Todo parece confabularse en contra del candidato presidencial del Frente para la Victoria, Daniel Scioli.

Los riesgos no sólo llegan de la mano de la coalición Cambiemos, liderada por Mauricio Macri. El actual gobernador bonaerense enfrenta otra amenaza concreta: la posibilidad de que antes del balotaje sobrevenga una nueva oleada de lluvias que, según advierten expertos, podría alcanzar una magnitud similar o superior a la que provocó inundaciones en varias zonas de la Provincia, en agosto pasado.

Los pronósticos de entidades como la Sociedad Rural Argentina, el Instituto Nacional de Tecnología Agropecuaria (INTA), y la Bolsa de Comercio de Rosario, vienen alertando que el fenómeno de "El Niño", con su conocida batería de tormentas, comenzará a hacerse visible en los próximos días.

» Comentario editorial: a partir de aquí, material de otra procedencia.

PR #678, opened 2026-08-04
Define include-file resolution and idempotent inclusion

### LINKED ISSUE #677: [proposal]: Define include-file resolution and idempotent inclusion
### Description

OpenQASM 3 defines `include "filename";` as textual insertion and defines nothing else. There is no rule for how a target name becomes source text, no rule for relative targets, no notion of file identity, no duplicate rule, and no cycle rule. This proposal supplies those rules without changing the grammar.

The proposal has seven parts.

**1. An include target is an opaque logical name.**

Resolution is an implementation-defined mapping from an include target plus the canonical name of the including source unit, to a canonical name plus source text. The specification defines three terms and does not define a lookup algorithm:

* *include target*: the string literal written in the `include` statement.
* *canonical name*: the identity produced by resolution. Two includes that resolve to the same canonical name refer to the same source unit.
* *source unit*: the content associated with one canonical name.

This is the posture C, C++, and Fortran already take for `#include` and `INCLUDE`. It is what allows filesystem, in-memory, notebook, editor-buffer, and sandboxed hosts to all be conforming.

**2. A mandated observable contract.**

Lookup stays implementation-defined; observable behavior does not. Within a single compilation:

* resolving the same target from the same includer shall yield the same canonical name
* the same canonical name shall yield the same source text
* a relative target shall resolve against the canonical name of the including source unit, never against a process working directory
* an inclusion cycle must be diagnosed
* implementations must support an include depth of at least 15

Stability is scoped to a single compilation deliberately. Resolution results legitimately change between compilations under live editing, which is why TypeScript ships an explicit invalidation hook. A globally stated stability requirement would be unimplementable in a language server.

**3. Provenance identity: a source unit is incorporated at most once per canonical name.**

A subsequent `include` that resolves to an already-incorporated canonical name is a no-op: it does not insert that source unit's statements a second time. Consequently, declarations from a source unit incorporated through one include site are not redeclared when another include resolves to the same canonical name. Declarations from distinct canonical source units are each incorporated. Any name conflicts are handled by the language's ordinary name, scope, and overloading rules, not by a separate include-resolution collision rule.

The rule is stated at the source-unit level, not the symbol level. This matters: pragmas, `cal` blocks, and top-level statements are not symbols, and a symbol-level rule would leave them duplicated while a source-unit-level rule does not. Only the source-unit-level form is self-consistent.

This is the part that fixes the reported problem, and it needs no new syntax.

**4. Existing `defcal` overloading remains permitted.**

The incorporation-once rule does not change the language's existing treatment of defcal. Declarations from distinct incorporated source units remain subject to the ordinary redeclaration rules, except that multiple defcal statements for the same operation remain permitted as overloads, as specified today.

**5. A reserved canonical name for the standard library.**

The canonical name `stdgates.inc` is reserved for the standard library and does not depend on a literal file existing. Implementations that make the standard library available should consider it locatable independently of ordinary include search-path settings, and may synthesize it rather than supply a literal file. The standard library is by far the most likely double include, so without this the mechanism fails on its most important case.

The reference parser represents this reserved source unit as an empty virtual unit when callers explicitly enable include resolution. This preserves canonical identity, provenance, and incorporation-once behavior without adding parser-owned gate declarations. Downstream semantic tooling is responsible for making the specified gates available, resolving their symbols, and type checking their uses.

**6. No promise about physical file identity.**

Two distinct canonical names that happen to resolve to the same physical content are two source units. The specification makes no claim about inodes, symlinks, case-insensitive filesystems, or content equality.

This is a deliberate limit, not an oversight. There is no portable definition of physical file identity: Clang uniques by inode, GCC compares content, MSVC documents that aliasing defeats canonical-path identification, and Python reports `st_ino` as zero on Windows.

**7. `.` and `..` are prohibited in include targets.**

This is the cheapest traversal defense available at the specification level because it requires no filesystem semantics at all. Protobuf and Bazel both do it. Traversal through include mechanisms is an exploited vulnerability class.

### Guidance: include files that read the includer's scope

The scoping chapter's own example is not self-contained: `my_definitions.qasm` computes `int j = i + 5;` where `i` is declared by the includer, and a comment blesses this. Under part 3, such a unit is incorporated at its *first* include site only.

Because OpenQASM has one flat global scope, `i` can be declared only once in an entire program, so this cannot produce a differing value. What it does change is that a second include of such a unit becomes a silent no-op where today it is a duplicate-declaration error. The proposal keeps the rule universal and adds guidance that a source unit which reads its includer's scope is not safe to include more than once. It does not deprecate includer-scope inheritance.

### No escape hatch

There is deliberately no mechanism for incorporating the same source unit twice. No surveyed module system provides one at the include level, and the C patterns that motivate one, X-macros and the `<assert.h>` carve-out, require macros or conditional compilation that OpenQASM does not have.

### What this does not change

No grammar change. `includeStatement: INCLUDE StringLiteral SEMICOLON;` is untouched, and the `.`/`..` prohibition constrains string content rather than syntax.

### Non-normative note on host integration

The specification will carry a non-normative note describing four host load behaviors, so implementations in any language can offer a mirrored surface:

1. **No resolver.** Includes are not loaded. The include statement is retained unresolved.
2. **A mapping** from canonical name to source text. The keys are canonical names. This is the form notebooks, test harnesses, and virtual filesystems want.
3. **A callable** receiving the include target *and the including source unit's canonical name*, returning source text plus a canonical name, or nothing to indicate the target is not its concern. The includer must be passed, or relative resolution is impossible.
4. **A resolver object**, supporting composition and fallthrough.

The reference parser also composes its reserved-name standard-library resolver ahead of the caller-selected resolver when a caller opts into resolution through forms 2 through 4. This is parser policy, not a fifth host integration form: it supplies canonical identity and provenance for `stdgates.inc`, while downstream semantic tooling supplies the standard-library declarations.

The note is non-normative because requiring these forms would contradict part 1.

### Alternatives considered

**An opt-in `once` marker** (`pragma openqasm.once`, `@openqasm.once include "x.inc";`, or `include once`). Rejected because both cheap forms are blocked. An includee-side pragma contradicts the specification's own guidance that pragmas "should avoid stateful or positional interactions to avoid unexpected behaviors between included source files", which names included files explicitly. An includer-side annotation reproduces GCC's `#import`, which GCC's manual calls not well designed because it forces every user to know a file is include-once. `include once` needs new grammar. Part 3 dissolves the problem without any of them.

**Benign redefinition by textual identity** ("a `gate` declaration textually identical to an existing one is a no-op"). Rejected because token identity is unsound for declarations. C and C++ specify it only at the preprocessor layer, over context-free token blobs, and C++ documents character-for-character identical class definitions that still violate the One Definition Rule because an earlier differing declaration changes what the identical tokens mean. OpenQASM is more exposed than C++ here, not less: the scope is flat and global, and gate bodies reference other gates by bare name.

**Special-casing the standard library only.** Rejected as the primary fix, retained as part 5. It is cheap and the specification already permits treating `stdgates.inc` as virtual, but it does nothing for user libraries, and every implementation already special-cases the standard library differently and incompatibly.

**Specifying nothing and leaving resolution implementation-defined.** Rejected because that is the status quo, and the implementations summarized below already differ in relative lookup, standard-library precedence, duplicate handling, and cycle handling. This proposal preserves the defensible part of the position by leaving the lookup algorithm implementation-defined while constraining observable behavior.

**A module or namespace system instead of textual inclusion.** Rejected for now, not forever; this is issue #365. The documented cost is large: C++20 modules still lack header-unit support across compilers, and Sass needed from 1.23.0 to 1.80.0 plus a dedicated migrator to deprecate `@import`. That is disproportionate to unblocking #611.

**Deferring same-name conflict diagnosis to the use site**, as Haskell does. Rejected because Haskell can defer safely: a qualified name always repairs the ambiguity. OpenQASM has no namespacing, qualification, or aliasing, so deferral would leave the conflict unrepairable and merely later.

**A mapping-only host API with no callable form.** Rejected as sufficient, accepted as one of four supported forms. A mapping cannot express relative resolution or lazy lookup, but it is the right convenience form for in-memory, notebook, and test hosts.

### Reference parser

The `openqasm3` reference parser implements the parser-facing include-resolution behavior: target validation, resolver stability checks, cycle and depth diagnosis, once-per-canonical-name incorporation, reserved `stdgates.inc` identity, and the four resolver forms. It remains a structural AST parser and does not perform general semantic duplicate-declaration validation.

When a caller explicitly enables include resolution, the reference parser resolves exact `stdgates.inc` before caller-supplied mappings, callables, or resolver objects. It records an empty source unit with the reserved canonical name and does not ship, load, or synthesize standard-gate declarations. The standard library is defined by the specification; downstream compiler tooling performs symbol resolution, type checking, and selects language-version-specific gate implementations. With no resolver, `stdgates.inc` remains unresolved exactly like every other include target. The parser does not load the standard library from a process working directory or from a repository example file.

### Tier 2, explicitly deferred

* `include once` as a first-class modifier, if explicit control is later preferred to the implicit rule. Requires a grammar change.
* Namespacing or a module system: issue #365.
* Whether an included file may carry its own version statement: issue #611. This proposal makes each source unit addressable by canonical name, which is a prerequisite for answering it, but does not answer it.

### Motivation

**Two independently valid files cannot be combined.**

Both files below are valid OpenQASM 3 today, and each can be verified on its own. Combining them is an error, because the standard gates get declared twice and the specification states that identifiers declared by `gate`, `def`, and `defcal` "may not be shadowed or otherwise redeclared".

There is no workaround. C solves this with wrapper `#ifndef` guards, which GCC calls "the standard way", but OpenQASM has no conditional compilation and no macros, so an author cannot write one.

**This is a regression from OpenQASM 2.**

OpenQASM 2 stated: "The path is specified relative to the current working directory." OpenQASM 3 dropped that sentence and did not replace it. OpenQASM 3 is therefore strictly *less* specified than OpenQASM 2 on include resolution, and no issue in this repository remarks on the omission. This proposal restores a lost guarantee rather than inventing a new capability.

The working-directory rule itself should not be revived. It is not implementable in the hosts people actually use: Jupyter has no supported API for a notebook's own path and its maintainers have called the question ill-defined, `__file__` is optional by specification, `sys.path[0]` is documented as a potentially unsafe path, and the process working directory is documented as time-dependent. Includer-relative resolution is what every modern comparator uses.

**The specification already assumes the mechanism it never defines.**

The standard-library chapter tells implementations that `stdgates.inc` "should be locatable, regardless of any other settings that they might apply around include search paths". That is an include-resolution rule written without an include-resolution model behind it.

**Six implementations have each invented a different answer.**

| Implementation | Loads includes? | Resolution | Standard library | Duplicate handling | Cycles |
|---|---|---|---|---|---|
| `openqasm3` reference parser | Opt-in | mapping, callable, or resolver object; no ambient lookup | reserved virtual source unit; downstream semantics | incorporated once by canonical name | explicit error |
| Qiskit `qasm2` / `qasm3` | Yes | ordered include path, first match | built-in `qelib1.inc` table always beats a real file | none | none |
| Qiskit `openqasm3_parser` | Yes | absolute, then search paths, then `QASM3_PATH` env var | synthesized, file never read | none | `// FIXME: prevent a file from including itself` |
| staq / qasmtools | Yes | real file first, built-in as fallback | inverse of Qiskit's precedence | none | none |
| pyqasm | Yes | includer dir, then working directory | hoisted | preprocessor skips silently by basename; AST visitor hard-errors | explicit error |
| Braket simulator | Yes | bare `open()` against the working directory | none | none | none |
| microsoft/qdk | Yes | includer-relative only | name-matched, gates injected | hard error, even for a diamond | explicit error |

Two of these disagree on standard-library precedence in exactly opposite directions. One is internally inconsistent with itself. A program that works on one toolchain can silently mean something different on another.

**This blocks in-flight work.**

Issue #611 needs to decide how version statements in included files behave. Earlier TSC notes on PR #669 recorded that the parser did not load includes and that a separate issue would define the mechanism; the reference parser implementation now supplies that mechanism while retaining version statements on included source units without applying them.

Issue #365 already enumerated the option space in 2022, including header guards, include-once, a module system, and allowing redefinition. It records "no immediate consensus" and was deferred until after the 3.0 release. This proposal takes the narrowest option from that list that actually solves the problem.

**Related:** #611, #365, #230, #507, #516, PR #669, PR #566, PR #435.

### Authors

@idavis

### Examples

The problem. Each library file is independently valid:

```text
// a.inc
include "stdgates.inc";
gate my_a q { h q; }
```

```text
// b.inc
include "stdgates.inc";
gate my_b q { x q; }
```

Without the incorporation-once rule, combining them fails:

```text
OPENQASM 3.0;
include "a.inc";
include "b.inc";
// ERROR without incorporation once: 'h', 'x', and every other standard gate is redeclared
// by the second inclusion of stdgates.inc.
```

Under this proposal the second inclusion of the canonical name `stdgates.inc` contributes nothing. A semantic implementation makes the standard-library gates available once; the reference parser records the virtual source identity and leaves those gate symbols to downstream tooling.

Relative resolution is against the includer, not the working directory:

```text
// lib/gates/extra.inc, canonical name "lib/gates/extra.inc"
include "helpers.inc";   // resolves to lib/gates/helpers.inc
```

Same-named declarations from different source units are incorporated as distinct source units. A semantic implementation may reject ordinary redeclarations according to the language's name, scope, and overloading rules, but include resolution itself does not define an additional collision rule:

```text
OPENQASM 3.0;
include "vendor_a.inc";   // declares: gate flip q { x q; }
include "vendor_b.inc";   // declares: gate flip q { y q; }
// The include mechanism incorporates both source units. Ordinary semantic validation
// determines whether the duplicate `flip` declaration is accepted.
```

`defcal` is unaffected, preserving current behavior:

```text
OPENQASM 3.0;
include "cal_q0.inc";   // defcal rx(angle) $0 { ... }
include "cal_q1.inc";   // defcal rx(angle) $1 { ... }
// No error: multiple defcal statements overload rather than redeclare.
```

Prohibited include targets:

```text
include "./gates.inc";      // ERROR: '.' component
include "../lib/gates.inc"; // ERROR: '..' component
```

Cycles are diagnosed:

```text
// x.inc includes y.inc, y.inc includes x.inc
// ERROR: inclusion cycle.
```

idavis:
## Functional summary

This branch makes include resolution an opt-in parser capability. It introduces `IncludeEnvironment` as the single boundary that combines source lookup with owner-local library bindings. Callers provide one `includes=` value to `openqasm3.parse` instead of coordinating source data and binding maps through separate parser arguments.

> Implements / Closes #677

## Resolve sources in memory

`parse` accepts a source mapping through its single `includes=` channel. The parser resolves the include, records both source units, and links the include statement to the resolved source index.

```python
import openqasm3

source = """\
OPENQASM 3.0;
include "gates.inc";
qubit q;
custom q;
"""
includes = {
    "gates.inc": "gate custom q { U(0, 0, 0) q; }\n",
}

program = openqasm3.parse(source, includes=includes, name="main.qasm")

assert [unit.canonical_name for unit in program.sources] == [
    "main.qasm",
    "gates.inc",
]
assert program.statements[0].target == "gates.inc"
assert program.statements[0].source == 1
```

Mappings, callables, and `IncludeResolver` implementations are normalized into the same resolver contract. `FileSystemResolver` is available when source text must be loaded from an explicit set of search roots.

## Scope library names by owner

`IncludeEnvironment.scoped` binds the apparent library names written by each source owner to canonical library names. A source cannot reach a library merely because some other source loaded it.

```python
import openqasm3
from openqasm3.resolver import IncludeEnvironment

sources = {
    "main.qasm": 'OPENQASM 3.0; include "@v/gates.inc";',
    "@vendor/gates.inc": "gate custom q { U(0, 0, 0) q; }",
}
environment = IncludeEnvironment.scoped(
    sources,
    {
        "": {"v": "vendor"},
        "vendor": {},
    },
)

program = openqasm3.parse(
    sources["main.qasm"],
    includes=environment,
    name="main.qasm",
)

assert program.sources[1].canonical_name == "@vendor/gates.inc"
```

An empty owner binding map fails closed. The resolver reports a missing target instead of exposing a library outside that owner's declared scope.

## Preserve or flatten the include structure

Resolved sources remain separate from the root AST. Printing preserves the original include statement, while `flatten_includes` produces a statement list with included declarations spliced into place.

```python
rendered = openqasm3.dumps(program)
flattened = openqasm3.flatten_includes(program)

assert 'include "@v/gates.inc";' in rendered
assert len(flattened.statements) >= len(program.statements)
```

`stdgates.inc` is always resolved before caller backends as a synthetic empty source unit. Downstream compiler tooling remains responsible for standard-gate definitions and type checking.

## Compatibility boundary

Parsing without `includes=` retains unresolved-AST behavior. `Include.filename` is renamed to `Include.target`; `filename` remains a deprecated compatibility alias. Include failures expose stable identities for missing, invalid, ambiguous, cyclic, overly deep, and inconsistent resolution conditions.


source/language/includes.rst
```diff
@@ -0,0 +1,225 @@
...
+
+* resolving the same include target from the same containing source unit shall
+  produce the same canonical name;
+* a given canonical name shall produce the same source text;
+* an include target that is *relative*, in whatever sense the implementation
+  defines relativity, shall be resolved with respect to the canonical name of
+  the containing source unit, and shall not be resolved with respect to a
+  process working directory or any other ambient state;
+* an implementation must diagnose an inclusion cycle; and
+* an implementation must support an inclusion depth of at least 15.
```
jwoehr: Perhaps leave inclusion depth implementation-defined?

jwoehr (dismissed):

source/language/includes.rst
idavis: I had the same thought, but I put it here to trigger a conversation. I'm happy to go either way, but we'll need a good default for a reference implementation.

source/language/includes.rst
```diff
@@ -0,0 +1,244 @@
...
+locations, against an in-memory table supplied by an embedding host, against
+unsaved editor buffers, or by any other means.
+
+Although the mapping is implementation defined, its observable behavior is not.
+Within a single compilation of a single program:
+
+* resolving the same include target from the same containing source unit shall
+  produce the same canonical name;
+* a given canonical name shall produce the same source text;
+* an include target that is *relative*, in whatever sense the implementation
```
hodgestar: We shouldn't leave the question of which include targets are relative up to the implementation.

For example, in `mygates.inc`:

```
include "one_qubit_gates.inc";
...
```

The specification should say whether `"one_qubit_gates.inc"` should be treated as relative to `"mygates.inc"` or not.

If it isn't specified, libraries want to include their own components won't have a behaviour to rely on.

In the example above, my intention was that `"one_qubit_gates.inc"` would be a relative include, but currently this is not guaranteed by the proposed spec update.

idavis: what if you have `one_qubit_gates.inc` defined in another working folder that you want to be able to reuse without copying?  Adding that folder as a search path a filesystem based resolver would allow looking locally then falling back to the search path. Making it part of the spec prohibits that.

source/language/directives.rst
```diff
@@ -51,6 +51,10 @@ intact for future passes.  Pragmas should avoid stateful or positional
 interactions to avoid unexpected behaviors between included source files. If the
 position is relevant to a pragma, an annotation should be used instead.
 
+A pragma contained in an included source unit is processed when that source
+unit is incorporated into the program, which happens at most once however many
+``include`` statements resolve to it.  See :ref:`include-once`.
```
jakelishman, line 56: Just for clarity: this statement is purely informative, right?  As I understand the intention of `include-once`, this is just a direct consequence of that, and any other behaviour would be very misleading.

source/language/includes.rst
```diff
@@ -0,0 +1,244 @@
...
+
+Resolution
+----------
+
+The following terms are used throughout this section.
+
+*Include target*
+   The string literal written in an ``include`` statement.  An include target
+   is an opaque logical name.  It is not required to be a file-system path, and
+   an implementation is not required to interpret it as one.
```
jakelishman, line 33: If we keep this: using `include "filename";` as the example statement in the first paragraph of this file is misleading: `include "target";` might help poke people to not think of it as a file name.

source/language/includes.rst
idavis: I think specifying exact load order is better served by a manifest/project.

source/language/includes.rst
```diff
@@ -0,0 +1,244 @@
...
+than redeclaration.  ``defcal`` statements originating from different source
+units overload one another in exactly the same way as ``defcal`` statements
+written in a single source unit.
+
+Repeated inclusion
+~~~~~~~~~~~~~~~~~~
+
+There is no mechanism for incorporating the same source unit into a program
+more than once.  A source unit intended to contribute different content at
+different points of a program cannot be expressed by repeated inclusion.
```
jakelishman, line 409: This is definitely a breaking change to the language, so we'll need to bump the language version.  (Not saying that's a problem.)

jakelishman (commented):
Overall, I think this is trying to solve a very real problem, but I'm not sure that trying to solve it within `include` itself leads to the best solution.

I understand the main motivation here to be to avoid "library" files from defining the same `gate`s (or other things that can't be shadowed) more than once when more than one file includes the same library.  I think this PR is trying to thread the needle between `include` statements historically always having been files (or at least files that a compiler _pretends_ exist), and the massive difficulty in canonicalising based on that.

I think that this change is already breaking the language semantics and requires a new language version (not a bad thing).  Given we _are_ doing that, though, I think we should consider if it's easier not to try to redefine `include` statements, but instead jump straight to using a more modern PL solution to this problem, like some concept of "modules" in the language.

For example: could we leave `include` as before this PR, including all the horrible multi-definition errors, and then _add_ `import <module>;` instead (plus/minus _also_ defining namespacing)?  Now we do uniqueness by the resolved "complete" module name (where we have control on how relative/absolute module names are spelled), and the rules for "how to look up a module in the filesystem" can come _after_ canonicalisation, rather than before, so they're easier.

source/language/directives.rst
idavis: Correct. And pragmas aren't 'ordered' in any way so no matter when they are included the behavior should be the same.

source/language/includes.rst
idavis: It depends on how you define breaking. No legal program will change behavior. If a program had a multiple include of a file, it would have been invalid and shouldn't have compiled. This change opens programs that would have been invalid to potentially now being valid. Any existing valid program should have no change in behavior.

jakelishman: > If a program had a multiple include of a file, it would have been invalid and shouldn't have compiled.

This part isn't true because there wasn't any symbol hygiene in includes previously.  For example `my_include.qasm`:
```qasm
a = a + 1;
```
and my main program:
```
OPENQASM 3.0;
output bit b;
uint a = 0;
include "my_include.qasm";
include "my_include.qasm";
include "my_include.qasm";
if (a == 3) {
   x $0;
}
b = measure $0;
```

I think this is a legal program in the previous version of the spec, whose output should be (noise/resets aside) 1 every time.  Adopting this spec change would cause it to be 0 every time instead.

idavis: Oy, that is both correct and horrible.

idavis: While that is true, part of me wonders if that is a use case we are willing to break without a full version bump.

jakelishman: Oh yeah, I wasn't suggesting it needed to be a new major version, just a minor realistically - my point was just motivating the top-level PR comment of (paraphrased) "since we're changing _some_ semantics, can we do it cleaner with a new system than trying to retrofit the old one?".

My only real concern with this (albeit a decent one) is having a program validity condition based on some sort of canonicalisation _after_ filename-but-also-maybe-not resolution means we have to specify way more stuff than if we can specify a different look-up system without the baggage of needing to support things that smell like filenames for backwards compatibility.

idavis:
@jakelishman @hodgestar Based on the feedback and the TSC call I think I was far too flexible and while import order was implicitly defined, resolution was far to relaxed. I'm reworking the PR to make this much more explicit and defined.

idavis:
@jakelishman @hodgestar @jwoehr Based on our conversation, I'll update the PRs to cover:
- a new `import` keyword and stmt that carries the semantics that we've discussed
- The `include` statement is deprecated and behavior is implementation defined.

Questions that I think we need to get a handle on:
- What does it mean to import a library vs a file in a library? This is important for the proposed `import "@std"` or `import "stdgates"` as those are effectively a libray import vs a file in a library, unless we want `import "@std/gates.inc"`
- How can an implementation supply their own magic library like `stdgate.inc`?

source/language/includes.rst
idavis: Closing as the PR is completely reworked.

Y su impacto, advierten, podría hacer peligrar desde la siembra de soja y maíz hasta la seguridad de los habitantes de distintas zonas en territorio bonaerense.

Distintos informes técnicos a los que accedió este medio consignan que, de aquí a diciembre, será un tiempo de excesivas precipitaciones, sólo comparables a las de la campaña 1997-98, que también fue marcada por otro Niño.

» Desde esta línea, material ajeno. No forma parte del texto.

PR #679, opened 2026-08-05
Define version behavior for included OpenQASM files

idavis:
## Functional summary

This branch layers one effective OpenQASM version over the complete program. The root source selects the version used to validate every source unit, while each source retains its own explicitly declared version as author-intent
metadata.

> Specifies and implements version parsing behavior brought up in #611, designed to supercede #669 based on #678

## Apply one effective version

The root header selects the effective version for the complete include graph. An included source keeps its explicit header as metadata but is parsed under the root's effective version.

```python
import openqasm3

source = """\
OPENQASM 3.1;
include "gates.inc";
qubit q;
custom q;
"""
includes = {
    "gates.inc": """\
OPENQASM 3.0;
gate custom q { U(0, 0, 0) q; }
""",
}

program = openqasm3.parse(source, includes=includes, name="main.qasm")
included = program.sources[1]

assert program.version == "3.1"
assert program.effective_version == "3.1"
assert included.version == "3.0"
assert included.effective_version == "3.1"
```

An included header may declare the root version or an earlier version. A later declaration is rejected because one compilation cannot switch language rules partway through its include graph.

## Enforce feature introduction versions

The parser recognizes OpenQASM 3.0, 3.1, and 3.2 and rejects syntax used before its introduction version.

```python
import openqasm3
from openqasm3.parser import QASM3ParsingError

try:
    openqasm3.parse("OPENQASM 3.0; switch (0) { case 0 {} }")
except QASM3ParsingError as error:
    assert "'switch' requires OpenQASM 3.1 or later" in str(error)
else:
    raise AssertionError("OpenQASM 3.0 must reject switch statements")

program = openqasm3.parse("OPENQASM 3.1; switch (0) { case 0 {} }")
assert program.effective_version == "3.1"
```

Anonymous scopes and `switch` require OpenQASM 3.1. `nop` requires OpenQASM 3.2. Version-related parsing failures expose stable optional error identities for callers that need machine-readable diagnostics.

## Handle a missing root header

A headerless root defaults to OpenQASM 3.0 and emits `MissingVersionWarning`. Headerless included sources inherit the root effective version without producing an independent default.

```python
import warnings

import openqasm3
from openqasm3.parser import MissingVersionWarning

with warnings.catch_warnings(record=True) as captured:
    warnings.simplefilter("always")
    program = openqasm3.parse('include "stdgates.inc";')

assert program.version is None
assert program.effective_version == "3.0"
assert [warning.category for warning in captured] == [MissingVersionWarning]
```

## Compatibility boundary

The `parse` signature and include-resolution model remain unchanged. Callers that intentionally accept unsupported versions or bypass feature gates can use `ignore_version=True`; the resulting AST still records the supplied effective version. Flattening includes preserves the program-wide effective-version metadata.


jwoehr (dismissed):
LGTM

"Las lluvias serán más importantes en noviembre. Lo más probable es que se retrase el inicio de la campaña agrícola pero lo más complicado es el riesgo de inundación. Hay regiones que quedaron con las napas muy altas después de la crisis de agosto. El norte de la provincia de Buenos Aires, específicamente la cuenca del río Salado, repesenta la mayor preocupación", expresó Ernesto Ambrosetti, economista jefe de la Sociedad Rural Argentina (SRA), en diálogo con iProfesional.

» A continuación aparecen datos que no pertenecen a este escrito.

PR #297, opened 2022-05-06
Fix coloring in scripts

qwerty287:
Must use `printf` instead of `echo`. Tested with bash and zsh.


d7415 (approved):
I haven't tested the hook, but my shell's echo/printf behave as described.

"El mes que empieza será de lluvias intensas en determinados puntos, en niveles más riesgosos que el que veníamos teniendo. La consecuencia es que aumentará la cantidad de agua por metro cuadrado y también los vientos", agregó.

Desde la SRA anticiparon que el promedio por precipitación podría alcanzar los 300 milímetros, lo que "debe leerse como una cantidad importante por metro cuadrado".

"Si se confirma lo que se viene pronosticando, y en virtud de que una hectárea equivale a 10.000 metros cuadrados, estamos hablando de unos tres millones de litros que caerían por cada unidad de esas dimensiones. No hay superficie capaz de absorber un caudal semejante y menos con el excedente que tenemos", explicó Ambrosetti.

En tanto, Gustavo López, director de la consultora AgriTrend, destacó que "si la intensidad del Niño se cumple, entonces su impacto será mayor que en otras oportunidades. La perspectiva para los cultivos es por demás de complicada. Y ni hablar si eso lo hacemos extensivo a las ciudades ubicadas en las zonas más bajas".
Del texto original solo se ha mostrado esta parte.